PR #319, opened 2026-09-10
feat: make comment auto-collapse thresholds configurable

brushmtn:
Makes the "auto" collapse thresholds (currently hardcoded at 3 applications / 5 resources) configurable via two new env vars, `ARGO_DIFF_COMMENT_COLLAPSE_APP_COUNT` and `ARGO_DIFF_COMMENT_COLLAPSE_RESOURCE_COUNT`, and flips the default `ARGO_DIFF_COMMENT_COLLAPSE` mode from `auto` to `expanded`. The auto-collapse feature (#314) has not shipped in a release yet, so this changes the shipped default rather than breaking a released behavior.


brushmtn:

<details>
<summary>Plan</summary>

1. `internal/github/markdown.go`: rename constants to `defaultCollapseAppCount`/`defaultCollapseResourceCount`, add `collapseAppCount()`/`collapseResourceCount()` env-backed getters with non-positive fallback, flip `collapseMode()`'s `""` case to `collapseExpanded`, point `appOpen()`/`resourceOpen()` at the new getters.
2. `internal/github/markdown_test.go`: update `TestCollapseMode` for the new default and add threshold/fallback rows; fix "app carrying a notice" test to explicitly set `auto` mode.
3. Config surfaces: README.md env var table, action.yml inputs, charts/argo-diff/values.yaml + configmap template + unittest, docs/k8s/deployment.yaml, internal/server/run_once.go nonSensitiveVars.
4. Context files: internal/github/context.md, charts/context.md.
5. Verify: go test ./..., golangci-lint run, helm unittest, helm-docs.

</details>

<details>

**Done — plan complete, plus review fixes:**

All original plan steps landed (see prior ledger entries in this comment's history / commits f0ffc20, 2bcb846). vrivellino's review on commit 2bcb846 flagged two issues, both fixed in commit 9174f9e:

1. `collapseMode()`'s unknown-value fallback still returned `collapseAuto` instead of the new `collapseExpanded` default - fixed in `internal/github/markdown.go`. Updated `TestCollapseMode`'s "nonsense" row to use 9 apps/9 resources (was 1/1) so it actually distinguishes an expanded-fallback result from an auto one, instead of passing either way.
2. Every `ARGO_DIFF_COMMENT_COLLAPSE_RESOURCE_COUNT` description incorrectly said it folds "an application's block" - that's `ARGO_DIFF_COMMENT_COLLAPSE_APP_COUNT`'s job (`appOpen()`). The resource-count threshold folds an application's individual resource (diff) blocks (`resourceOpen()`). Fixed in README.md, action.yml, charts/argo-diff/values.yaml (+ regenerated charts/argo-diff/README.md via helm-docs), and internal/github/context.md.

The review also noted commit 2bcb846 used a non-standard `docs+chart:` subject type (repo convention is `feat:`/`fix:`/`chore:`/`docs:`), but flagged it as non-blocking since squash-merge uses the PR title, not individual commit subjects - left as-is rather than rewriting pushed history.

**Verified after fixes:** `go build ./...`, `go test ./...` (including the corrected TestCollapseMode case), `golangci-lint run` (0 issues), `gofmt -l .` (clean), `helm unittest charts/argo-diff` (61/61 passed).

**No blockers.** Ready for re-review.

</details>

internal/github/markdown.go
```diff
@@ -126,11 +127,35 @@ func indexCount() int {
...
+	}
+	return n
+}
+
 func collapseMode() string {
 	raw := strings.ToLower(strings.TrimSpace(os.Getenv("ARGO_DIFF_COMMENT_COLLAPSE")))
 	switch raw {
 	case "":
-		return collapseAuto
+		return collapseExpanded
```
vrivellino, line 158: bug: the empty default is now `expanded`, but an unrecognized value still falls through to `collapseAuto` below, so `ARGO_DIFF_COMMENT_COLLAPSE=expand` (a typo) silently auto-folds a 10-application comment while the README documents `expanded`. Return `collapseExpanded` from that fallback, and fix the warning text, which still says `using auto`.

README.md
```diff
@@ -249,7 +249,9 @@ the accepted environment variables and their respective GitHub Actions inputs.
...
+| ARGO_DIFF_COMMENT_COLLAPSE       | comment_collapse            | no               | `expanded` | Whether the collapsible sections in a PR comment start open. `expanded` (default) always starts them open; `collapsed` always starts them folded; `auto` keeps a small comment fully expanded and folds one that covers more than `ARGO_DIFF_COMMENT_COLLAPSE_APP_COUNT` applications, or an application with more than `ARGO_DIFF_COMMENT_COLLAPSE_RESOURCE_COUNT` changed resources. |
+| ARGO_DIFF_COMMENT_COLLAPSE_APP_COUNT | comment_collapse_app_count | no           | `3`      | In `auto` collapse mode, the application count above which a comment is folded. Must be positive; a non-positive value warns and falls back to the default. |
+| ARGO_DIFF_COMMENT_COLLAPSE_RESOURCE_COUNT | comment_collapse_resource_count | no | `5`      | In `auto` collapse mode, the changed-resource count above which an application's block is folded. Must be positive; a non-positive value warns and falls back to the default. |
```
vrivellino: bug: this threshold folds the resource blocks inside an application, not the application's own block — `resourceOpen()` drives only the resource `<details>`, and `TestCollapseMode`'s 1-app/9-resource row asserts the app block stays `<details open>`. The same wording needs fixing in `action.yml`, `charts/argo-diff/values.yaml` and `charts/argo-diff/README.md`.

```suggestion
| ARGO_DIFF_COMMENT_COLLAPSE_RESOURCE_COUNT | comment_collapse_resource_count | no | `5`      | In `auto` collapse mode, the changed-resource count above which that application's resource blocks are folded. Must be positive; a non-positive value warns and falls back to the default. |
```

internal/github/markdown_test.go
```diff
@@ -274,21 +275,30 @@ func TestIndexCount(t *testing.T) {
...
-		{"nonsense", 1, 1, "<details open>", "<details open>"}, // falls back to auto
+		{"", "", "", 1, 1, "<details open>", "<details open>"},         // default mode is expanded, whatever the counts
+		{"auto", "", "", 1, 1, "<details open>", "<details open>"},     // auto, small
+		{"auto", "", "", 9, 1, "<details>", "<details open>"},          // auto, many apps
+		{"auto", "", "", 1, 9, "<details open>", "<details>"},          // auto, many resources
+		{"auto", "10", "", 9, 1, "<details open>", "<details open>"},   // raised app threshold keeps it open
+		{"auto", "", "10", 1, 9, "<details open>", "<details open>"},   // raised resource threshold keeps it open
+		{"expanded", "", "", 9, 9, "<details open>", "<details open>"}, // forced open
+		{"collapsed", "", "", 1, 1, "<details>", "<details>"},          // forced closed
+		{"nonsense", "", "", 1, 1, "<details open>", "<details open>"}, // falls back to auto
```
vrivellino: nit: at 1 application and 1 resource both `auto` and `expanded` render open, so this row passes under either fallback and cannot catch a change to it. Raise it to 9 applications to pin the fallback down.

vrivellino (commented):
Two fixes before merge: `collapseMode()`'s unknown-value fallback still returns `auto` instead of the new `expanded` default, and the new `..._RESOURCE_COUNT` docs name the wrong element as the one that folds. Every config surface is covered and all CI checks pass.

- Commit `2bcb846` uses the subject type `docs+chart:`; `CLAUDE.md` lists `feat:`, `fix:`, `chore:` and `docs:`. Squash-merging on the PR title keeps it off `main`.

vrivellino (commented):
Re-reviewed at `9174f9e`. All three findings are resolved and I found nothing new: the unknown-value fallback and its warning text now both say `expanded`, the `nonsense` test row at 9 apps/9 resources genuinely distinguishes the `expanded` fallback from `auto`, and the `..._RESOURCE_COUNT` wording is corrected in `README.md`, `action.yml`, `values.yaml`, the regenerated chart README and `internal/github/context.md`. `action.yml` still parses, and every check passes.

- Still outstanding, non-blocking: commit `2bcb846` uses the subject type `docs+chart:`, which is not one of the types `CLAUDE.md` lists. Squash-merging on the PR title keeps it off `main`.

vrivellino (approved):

==

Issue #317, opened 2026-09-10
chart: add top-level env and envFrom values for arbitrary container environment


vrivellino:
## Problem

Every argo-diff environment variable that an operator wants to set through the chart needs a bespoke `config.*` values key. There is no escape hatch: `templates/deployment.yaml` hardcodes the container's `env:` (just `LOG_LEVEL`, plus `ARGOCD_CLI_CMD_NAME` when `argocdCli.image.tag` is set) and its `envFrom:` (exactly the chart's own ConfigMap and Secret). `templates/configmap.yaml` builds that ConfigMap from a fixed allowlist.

...

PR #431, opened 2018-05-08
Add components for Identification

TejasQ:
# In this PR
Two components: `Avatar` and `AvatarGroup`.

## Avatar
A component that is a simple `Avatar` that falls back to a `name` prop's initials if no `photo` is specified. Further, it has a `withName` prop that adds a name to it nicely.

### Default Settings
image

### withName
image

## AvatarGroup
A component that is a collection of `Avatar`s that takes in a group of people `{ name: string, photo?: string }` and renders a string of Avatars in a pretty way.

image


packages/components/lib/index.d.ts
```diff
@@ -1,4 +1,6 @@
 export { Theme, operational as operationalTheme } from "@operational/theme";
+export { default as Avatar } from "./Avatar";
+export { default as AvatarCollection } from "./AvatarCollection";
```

• _Aim of the task_: Only lines with the string "case" are wanted; please find each one in the listing and copy it.

• _Completed task_:
1. `internal/github/markdown.go`: rename constants to `defaultCollapseAppCount`/`defaultCollapseResourceCount`, add `collapseAppCount()`/`collapseResourceCount()` env-backed getters with non-positive fallback, flip `collapseMode()`'s `""` case to `collapseExpanded`, point `appOpen()`/`resourceOpen()` at the new getters.
**Verified after fixes:** `go build ./...`, `go test ./...` (including the corrected TestCollapseMode case), `golangci-lint run` (0 issues), `gofmt -l .` (clean), `helm unittest charts/argo-diff` (61/61 passed).
 	case "":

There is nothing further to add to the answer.